5. file correlation computing method is characterized in that, may further comprise the steps:

(a), be converted to standard format, and extract the document body matter by document pretreatment module document that will import, different-format;

(b), the output of described document pretreatment module is carried out participle and the vocabulary after the cutting is carried out part-of-speech tagging, obtain first vocabulary by word-dividing mode; Stop words, the function word processing of the vocabulary of described first vocabulary being rejected wherein by the participle post-processing module obtain second vocabulary;

(c), by the first processing module of justice the vocabulary in described second vocabulary is carried out justice unit mark, form the 3rd vocabulary, and the vocabulary in described the 3rd vocabulary handled, determine the weights of the pairing a plurality of justice of polysemant wherein unit or determine unique justice unit for polysemant and show to obtain the first justice unit, weight is calculated by all justice units in the described first justice unit table, obtain theme semantic vector by the weight ordering;

(d), calculate, obtain the degree of correlation of described at least two pieces of documents by the theme semantic vector of file correlation computing module at least two pieces of documents to be analyzed.

6. a kind of file correlation computing method according to claim 5, it is characterized in that: in the step (d), the theme semantic vector of described at least two pieces of documents obtains from the first processing module of described justice, or from theme semantic vector storehouse that described file correlation computing module is connected obtain, or from first processing module of described justice and theme semantic vector storehouse, obtain respectively.

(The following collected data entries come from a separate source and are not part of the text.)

PR #1763, opened 2021-09-10
Allow multiple affiliation of same entity

sumesh-aot:
*Issue #:*
https://github.com/bcgov/entity/issues/8863

*Description of changes:*
- Changes for multiple affiliation of same entity


auth-api/src/auth_api/services/affiliation.py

7. a kind of file correlation computing method according to claim 5 is characterized in that, step (a) further comprises: described document pretreatment module is obtained corresponding document classification information and heading message.

8. a kind of file correlation computing method according to claim 5 is characterized in that, in the step (c), the method that obtains the theme semantic vector is:

(c1), use adopted first dictionary that the vocabulary in described second vocabulary is carried out justice unit mark, form the 3rd vocabulary by the first labeling module of justice;

(c2), handled marking the first vocabulary of justice in described the 3rd vocabulary, determined the wherein first weights of the pairing a plurality of justice of polysemant, or determined for polysemant that unique justice was first, and obtained the first justice unit and show by the word sense disambiguation module;

(c3), weight is calculated by all the justice units in the described first justice unit table, obtain theme semantic vector by the weight ordering by theme semantic vector computing module.